== TASK GOAL ==
Restate word for word the lines in the listing below, starting at the line containing "it on master." and ending at the line containing "Couple of comments", both included; leave out the rest.

== SUPPLIED ENTRIES ==
◇ ◇ ◇
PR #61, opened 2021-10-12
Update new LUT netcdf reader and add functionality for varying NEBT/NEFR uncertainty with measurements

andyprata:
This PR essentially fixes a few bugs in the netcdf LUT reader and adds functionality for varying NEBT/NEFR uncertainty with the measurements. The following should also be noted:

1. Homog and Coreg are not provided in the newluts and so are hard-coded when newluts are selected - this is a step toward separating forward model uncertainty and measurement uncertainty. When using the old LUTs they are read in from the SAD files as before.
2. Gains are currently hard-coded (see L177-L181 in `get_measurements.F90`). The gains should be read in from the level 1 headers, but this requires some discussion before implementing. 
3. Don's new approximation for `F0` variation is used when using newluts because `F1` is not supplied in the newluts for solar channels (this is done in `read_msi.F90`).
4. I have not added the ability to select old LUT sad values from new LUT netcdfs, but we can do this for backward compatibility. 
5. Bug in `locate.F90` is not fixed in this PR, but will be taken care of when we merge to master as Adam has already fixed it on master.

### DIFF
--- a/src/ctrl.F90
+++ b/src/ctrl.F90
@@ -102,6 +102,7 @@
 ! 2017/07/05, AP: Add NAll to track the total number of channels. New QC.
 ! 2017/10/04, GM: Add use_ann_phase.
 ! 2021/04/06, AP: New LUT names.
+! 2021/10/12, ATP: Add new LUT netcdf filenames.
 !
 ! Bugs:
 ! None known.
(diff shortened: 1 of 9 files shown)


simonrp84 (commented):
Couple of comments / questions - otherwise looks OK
◇ ◇ ◇
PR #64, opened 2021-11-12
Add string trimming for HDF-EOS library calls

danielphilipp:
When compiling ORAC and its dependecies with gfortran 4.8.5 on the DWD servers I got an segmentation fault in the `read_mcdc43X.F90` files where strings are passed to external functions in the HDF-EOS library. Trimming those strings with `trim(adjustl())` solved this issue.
◇ ◇ ◇
== SOLVED PROBLEM ==
5. Bug in `locate.F90` is not fixed in this PR, but will be taken care of when we merge to master as Adam has already fixed it on master.

### DIFF
--- a/src/ctrl.F90
+++ b/src/ctrl.F90
@@ -102,6 +102,7 @@
 ! 2017/07/05, AP: Add NAll to track the total number of channels. New QC.
 ! 2017/10/04, GM: Add use_ann_phase.
 ! 2021/04/06, AP: New LUT names.
+! 2021/10/12, ATP: Add new LUT netcdf filenames.
 !
 ! Bugs:
 ! None known.
(diff shortened: 1 of 9 files shown)


simonrp84 (commented):
Couple of comments / questions - otherwise looks OK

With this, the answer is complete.